= Collateral contract =

A collateral contract is usually a single term contract, made in consideration of the party for whose benefit the contract operates agreeing to enter into the principal or main contract, which sets out additional terms relating to the same subject matter as the main contract. For example, a collateral contract is formed when one party pays the other party a certain sum for entry into another contract. A collateral contract may be between one of the parties and a third party.

It can also be epitomized as follows: a collateral contract is one that induces a person to enter into a separate "primary" contract. For example, if X agrees to buy goods from Y that will, accordingly, be manufactured by Z, and does so on the strength of Z's assurance as to the high quality of the goods, X and Z may be held to have made a collateral contract consisting of Z's promise of quality given in consideration of X's promise to enter into the main contract with Y.

== Elements of a valid collateral contract ==
A party to an existing contract may attempt to show that a collateral contract exists if their claim for a breach of contract fails because the statement they relied upon was not held to be a term of the main contract. It has been held that for this to be successful, the statement must have been promissory in nature. Remedies may be awarded for breach of a collateral contract.

=== Promissory in nature ===
A collateral contract is one where the parties to one contract enter into or promise to enter into another contract. Thus, the two contracts are connected and it may be enforced even though it forms no constructive part of the original contract. In JJ Savage and Sons Pty Ltd v Blakney a mere expression of opinion was held insufficient to be satisfied as a promise. In Crown Melbourne Limited v Cosmopolitan Hotel (Vic) Pty Ltd a statement by a landlord made to intending tenants when negotiating a lease that they would be "looked after at renewal time", would not bind the landlord to offer a further five year lease.

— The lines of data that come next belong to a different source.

PR #783, opened 2023-09-24
Fix #782: add support for `http-proxy` option of podman

### LINKED ISSUE #782: add support for `http-proxy` option
By default proxy environment variables are passed into the container if set for the Podman process. This can be disabled by setting the `http-proxy` value to **false**(defaults to **true**) with `--http-proxy=false`. Currently podman-compose does not support this feature.

If the yaml file contains `http-proxy: false`, then add  `--http-proxy=false` to args.

ChuJiani:
#782

### DIFF
--- a/podman_compose.py
+++ b/podman_compose.py
@@ -889,6 +889,8 @@ async def container_to_args(compose, cnt, detached=True):
         podman_args.extend(["--annotation", a])
     if cnt.get("read_only", None):
         podman_args.append("--read-only")
+    if cnt.get("http_proxy", None) is False:
+        podman_args.append("--http-proxy=false")
     for i in cnt.get("labels", []):
         podman_args.extend(["--label", i])
     for c in cnt.get("cap_add", []):
--- a/pytests/test_container_to_args.py
+++ b/pytests/test_container_to_args.py
@@ -152,3 +152,24 @@ class TestContainerToArgs(unittest.IsolatedAsyncioTestCase):
                 "busybox",
             ],
         )
+
+    async def test_http_proxy(self):
+        c = create_compose_mock()
+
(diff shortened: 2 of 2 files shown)


JAORMX (approved):

NerdToMars (approved):

p12tic (changes requested):
Thanks for the PR.

Please add unit tests. See e.g. pytests/test_container_to_args.py for an example.

ChuJiani:
Unit test added in `pytests/test_container_to_args.py`.

Are there any need to place this option into or behind [net_args](https://github.com/containers/podman-compose/blob/121b5f6ea1b6bc1f8ea4ddf4ebc7ff809d5b876e/podman_compose.py#L926)?

p12tic:
> Also: Do I need to place this option into or behind net args

There's stuff like `--dns` ten lines below your change, so I think it doesn't matter for now.

The PR looks good. Could you rebase on top of `main` instead of merging? This whole PR can be a single commit.

podman_compose.py
```diff
@@ -889,6 +889,8 @@ async def container_to_args(compose, cnt, detached=True):
         podman_args.extend(["--annotation", a])
     if cnt.get("read_only", None):
         podman_args.append("--read-only")
+    if cnt.get("http_proxy", None) == False:
```
p12tic, line 892: This should be `is False`.

ChuJiani:
Sure! I will figure it out.

ChuJiani:
Sorry I messed things up. It took me some time to rebase/reset. But It should work fine now.

By the way, it seems that the commit just before mine, which is about `pid`, does not pass the unit test.

p12tic:
Thanks, looks great!

PR #796, opened 2023-11-02
Print full dockerfile path instead of context on error

siteshwar:
... if the dockerfile is not found.

### DIFF
--- a/podman_compose.py
+++ b/podman_compose.py
@@ -2120,7 +2120,7 @@ def build_one(compose, args, cnt):
             if os.path.exists(dockerfile):
                 break
     if not os.path.exists(dockerfile):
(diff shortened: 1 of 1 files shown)


siteshwar:
Current error message is confusing and does not provide the exact path where the dockerfile is being searched. This change should help in debugging such cases.

p12tic (changes requested):
Thanks for the PR.

Could you please add examples of previous error message and current error message to the commit message? Also, the first line of the commit message needs to be 72 characters or less, otherwise it's hard wrapped by tools and people see broken sentence.

Also, please rebase on top of latest main branch.

p12tic:
Merged via https://github.com/containers/podman-compose/pull/1222.

PR #804, opened 2023-11-18
Support multiple file includes and include cycles in include section

jasyip:
Previously, include sections had to be lists of size 1 and never properly addressed other sizes. Include cycles were possible to cause infinite loops. This commit supports including multiple compose files and can detect cyclic include behavior. This commit also parses each included file only once as an optimization.

### DIFF
--- a/podman_compose.py
+++ b/podman_compose.py
@@ -14,6 +14,7 @@ import sys
 import os
 import getpass
 import argparse
+import copy
 import itertools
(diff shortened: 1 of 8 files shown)


p12tic (changes requested):
Thanks for the PR.

In order for it to be accepted, unit tests and an automatic integration test will be needed.

PR #805, opened 2023-11-21
 Fix COMPOSE_PROJECT_NAME variable parsing order regression

nkay08:
In a previous change (9d5b255) the support to read `COMPOSE_PROJECT_NAME` from the `name` attribute in the `compose.yml` file was added. Since the attribute is only available after parsing the compose file, the resolution of the variable was done afterwards.

The variable is therefore usable inside the container, HOWEVER it can no longer be used for substitution while loading the compose file. Values that depend on this variable are therefore empty at the point of parsing the compose file.

`COMPOSE_PROJECT_NAME` is either loaded from the environment or set to `dir_basename` by default.

This commit changes the order of parsing `COMPOSE_PROJECT_NAME ` variable. First the compose file is loaded into a dict, then the single `name` attribute is evaluated and replaced, then if it does not exist, the default value is used.

### DIFF
--- a/podman_compose.py
+++ b/podman_compose.py
@@ -1611,6 +1611,22 @@ class PodmanCompose:
                     sys.exit(1)
                 content = normalize(content)
                 # log(filename, json.dumps(content, indent = 2))
+
+                if not project_name:
+                    project_name = rec_subs(content.get("name", None), self.environ)
+                    if project_name is None:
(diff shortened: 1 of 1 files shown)


p12tic (changes requested):
Looks good, but we will need a unit test for this.

Cabanon:
I would really like to see this PR merged, this regression has broken many of my deployments

p12tic:
This fix has been merged via https://github.com/containers/podman-compose/pull/1165.

PR #830, opened 2024-02-01
Implement override and reset analog to docker-compose

SebTM:
https://docs.docker.com/compose/compose-file/13-merge/

### DIFF
--- a/podman_compose.py
+++ b/podman_compose.py
@@ -1149,6 +1149,47 @@ def flat_deps(services, with_extends=False):
     for name, srv in services.items():
         rec_deps(services, name)
 
+###################
+# Override and reset tags
+###################
+
+class OverrideTag(yaml.YAMLObject):
+    yaml_dumper = yaml.Dumper
+    yaml_loader = yaml.SafeLoader
+    yaml_tag = u'!override'
+
+    def __init__(self, value):
+        values = list()
+
+        for item in value:
+            values.append(item.value)
+
+        self.value = values
+
+    @classmethod
+    def from_yaml(cls, loader, node):
+        return OverrideTag(node.value)
+
+    @classmethod
+    def to_yaml(cls, dumper, data):
+        return dumper.represent_scalar(cls.yaml_tag, data.value)
+
+class ResetTag(yaml.YAMLObject):
+    yaml_dumper = yaml.Dumper
+    yaml_loader = yaml.SafeLoader
+    yaml_tag = u'!reset'
+
+    @classmethod
+    def toJSON(self):
+        return self.yaml_tag
+
+    @classmethod
+    def from_yaml(cls, loader, node):
+        return ResetTag()
+
+    @classmethod
+    def to_yaml(cls, dumper, data):
+        return dumper.represent_scalar(cls.yaml_tag, '')
 
 ###################
 # podman and compose classes
@@ -1245,6 +1286,14 @@ class Podman:
 
 
 def normalize_service(service, sub_dir=""):
+    if isinstance(service, ResetTag):
+        return service
+
+    if isinstance(service, OverrideTag):
+        tagObj = service
+        service = tagObj.value
+        print(subdir)
+
     if "build" in service:
         build = service["build"]
         if is_str(build):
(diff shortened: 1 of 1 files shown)


podman_compose.py
```diff
@@ -1284,7 +1333,12 @@ def normalize_service(service, sub_dir=""):
         if is_str(extends):
             extends = {"service": extends}
             service["extends"] = extends
-    return service
+
+    try:
+        tagObj.value = serivce
```
Vininhos, line 1338: Is this a typo?

SebTM: No you need to still normalize the values of the Override-tag to be valid in the end (as they are the ones used) but pass the override-tag through to the recursive merge to do the actual override. I used try to determinate if there is a tagObj defiend and if so get the normalized values to the tagObj and return it otherwise return the normalized service-definition.

SebTM: Also this isn't my most recent version anymore as I'm locally working an a version based on the latest https://github.com/maurerle/podman-compose but for now using docker-compose again.

p12tic: `serivce` seems to be non-existing variable though.

SebTM: It is, I'm not coming out of the python-space so I searched how to return it if set and another if not

SebTM: Edit: You are all right - missed the typo but that's not an issue/the latest state and needs a rebase.

How likely are my chances to get this approach merged, if I resubmit it?

p12tic: Good question, haven't looked into viability of the PR so far. Could you point me to the part of the compose spec that this implements? I didn't find with couple minutes of googling and better I don't make an error here :)

Overall I think podman-compose should implement all things possible in non-swarm compose that can be implemented on podman. We may argue about the approach of implementation though.

What I will definitely ask that's not part of the PR right now is unit and integration tests.

podman_compose.py
```diff
@@ -1149,6 +1149,47 @@ def flat_deps(services, with_extends=False):
...
         rec_deps(services, name)
 
+###################
+# Override and reset tags
+###################
+
+class OverrideTag(yaml.YAMLObject):
+    yaml_dumper = yaml.Dumper
+    yaml_loader = yaml.SafeLoader
+    yaml_tag = u'!override'
```
p12tic, line 1159: If I remember correctly, `u` prefix is from python 2 times. Am I correct that it's not needed here?

podman_compose.py
```diff
@@ -1629,7 +1709,7 @@ def _parse_compose_file(self):
         compose["services"] = resolved_services
         if not getattr(args, "no_normalize", None):
             compose = normalize_final(compose, self.dirname)
-        self.merged_yaml = yaml.safe_dump(compose)
+        self.merged_yaml = yaml.dump(compose)
```
p12tic, line 1712: Is this strictly needed?

podman_compose.py
```diff
@@ -1245,6 +1286,14 @@ def volume_ls(self, proj=None):
 
 
 def normalize_service(service, sub_dir=""):
+    if isinstance(service, ResetTag):
+        return service
+
+    if isinstance(service, OverrideTag):
+        tagObj = service
```
p12tic, line 1293: Use tag_obj spelling.

podman_compose.py
```diff
@@ -1245,6 +1286,14 @@ def volume_ls(self, proj=None):
...
+        service = tagObj.value
+        print(subdir)
```
p12tic, line 1295: Unneeded print.

p12tic (changes requested):
Looks good in principle.

Please add unit and integration tests.

SebTM:
Just to let you all know - I'm still interested in this feature but I have to put the PR from my side on-hold so if someone needs it / want's to take over - feel free 🙏🏻

FrankyBoy:
Just ran into these tags not working, which is a real issue for me.

mokibit:
Working on completing this PR.

p12tic:
Merged via https://github.com/containers/podman-compose/pull/1189.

=== Intention to induce ===
The promisor must have expressly or impliedly requested about the main contract and his promissory statement must have intended to induce the entry of the other party into the main contract. According to Lord Denning MR, a collateral contract is held binding "when a person gives a promise, or an assurance to another, intending that he should act on it by entering into a contract'.

=== Consistency ===
A collateral contract, if forged between the same parties as the main contract, must not contradict the main contract. That is, if the term was agreed upon prior to the completion of the formal contract (but was still included as a term, and could not be executed until completion of the second term), the first term will still be allowed. Essentially the collateral contracts cannot contradict any element of the main contract nor the rights created by it.

== Letter of credit ==
A theory sustains that is feasible to typify letter of credit as a collateral contract for a third-party beneficiary because letters of credit are prompted by the buyer's necessity and in application of the theory of Jean Domat the cause of a letter of credit is that a bank issue a credit in favor of a seller to release the buyer of his obligation to pay directly to the seller with legal tender. There are in fact three different entities participating in the letter of credit transaction: the seller, the buyer, and the banker. Therefore, a letter of credit theoretically fits as a collateral contract accepted by conduct, or in other words, an implied-in-fact contract.
it is shortly called as LOC

== Exception to other legal rules ==

=== Privity of contract ===
Collateral contracts are an exception to the privity of contract doctrine, which provides that a contract cannot impose obligations or confer rights on a non-contracting party. However, in circumstances where a collateral contract is established between a third party and one of the contracting parties, the Court may allow rights or impose obligations on the non-contracting party, as illustrated in the earlier tortious case of Donoghue v Stevenson.

=== Parol evidence rule ===
Common law recognises collateral contract as an exception to parol evidence rule, meaning that admissible evidence of a collateral contract can be used to exclude the operation of the parol evidence rule. Practically, it is rare to find collateral contract as an exception as it must be strictly proved; and the burden of proof is only eased if the subject matter with which the main contract deals is more unusual.

== Notable cases ==
In the English case of Barry v Davies, it was held that an auctioneer and a buyer had formed a collateral contract. It was held that even though the main contract does not involve the auctioneer, benefits given to the auctioneer for increasing the price of a bid constitutes a good consideration.

In Hoyt's Pty Ltd v Spencer, a landlord has promised orally not to exercise the right to termination in the principal contract if tenant signed the contract; landlord ended up terminating the main contract, whereas tenant's appeal was dismissed by the Court.